Salon authorized a subscription to the Financial Times for How the World Works several months ago, but I didn't pull the trigger and sign up until today, when Trade Diversion's Jonathan Dingel noted that Dani Rodrik had written a column titled "Cheerleaders Threat to World Trade" for the U.K. business newspaper.
Rodrik, a professor of international political economy at Harvard's Kennedy School of Government, has made frequent appearances in this space. A defender of industrial policy and a cogent critic of the Washington Consensus, he is a force to be reckoned with by defenders of globalization as it is practiced today. His Financial Times column holds few surprises for those who are familiar with his work, but it does so in a more eloquently pithy manner than his typical 50-page tract.
The gist: The world economy is already open enough. We don't need further liberalization -- what we need instead is a more nuanced arrangement that gives poor countries the liberty to pursue development strategies that benefit themselves, while rich countries can preserve the social contracts that their populations demand.
...the greatest obstacle to sustaining a healthy, globalized economy is no longer insufficient openness. Markets are freer from government interference than they have ever been. Import restrictions such as tariff and non-tariff barriers are lower than ever. Capital flows in huge magnitudes. Despite barriers, legal and illegal immigration approaches levels not seen since the 19th century.

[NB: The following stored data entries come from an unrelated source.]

PR #2607, opened 2019-09-23
Doc-comment class Doc2Vec only via __init__ method

gojomo:
For consideration/discussion: having both a class doc-comment, and an `__init__` method doc-comment, means both are stitched together in HTML docs (https://radimrehurek.com/gensim/models/doc2vec.html#gensim.models.doc2vec.Doc2Vec), **and** the parameter-details that every user needs to consult wind up **below** the confusing mess of internal-attributes that hardly anyone cares about. Google's Python doc-comment conventions suggest that a class and its parameters can be documented either under the class declaration, **or** under the `__init__` method, but not split between both. (See, eg: <https://sphinxcontrib-napoleon.readthedocs.io/en/latest/example_google.html>). Here I've moved the notes about the class under `__init__()`, as that seems to get the most important info – init parameters - to where both code- and doc- readers will most easily find it.

### DIFF
--- a/gensim/models/doc2vec.py
+++ b/gensim/models/doc2vec.py
@@ -552,10 +552,10 @@ class Doc2Vec(BaseWordEmbeddingsModel):
 
         trainables : :class:`~gensim.models.doc2vec.Doc2VecTrainables`
             This object represents the inner shallow neural network used to train the embeddings. The semantics of the
-            network differ slightly in the two available training modes (CBOW or SG) but you can think of it as a NN 
-            with a single projection and hidden layer which we train on the corpus. The weights are then used as our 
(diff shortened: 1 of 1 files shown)


gojomo:
Thoughts @piskvorky @mpenkov ?

piskvorky:
Makes sense to me. Are other modules affected? (word2vec, lsi, etc)

gojomo:
I've noticed `Word2Vec` could benefit from the same moving-up of parameters (above internal attributes). Haven't looked everywhere, but if "either class comment or __init__ but not both" becomes project-style, someone could do a full pass-over.

mpenkov:
+1 this makes sense to me

gojomo:
Superceded by #2698 & 7cf2853cea9008bf0c3f9a982de09cb6777bfe13.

Consequently, no country's growth prospects are significantly constrained by a lack of openness in the international economy. Even if the Doha trade round fails, poor countries will have enough access to rich country markets to achieve what countries such as China, Vietnam and India have been able to do. Closed markets may have been a fundamental problem during the 1950s and 1960s; it is hard to believe they still are. The greatest risk to globalization is elsewhere. It lies in the prospect that national governments' room for maneuver will shrink to such levels that they will be unable to deliver the policies that their electorates want and need in order to buy into the global economy.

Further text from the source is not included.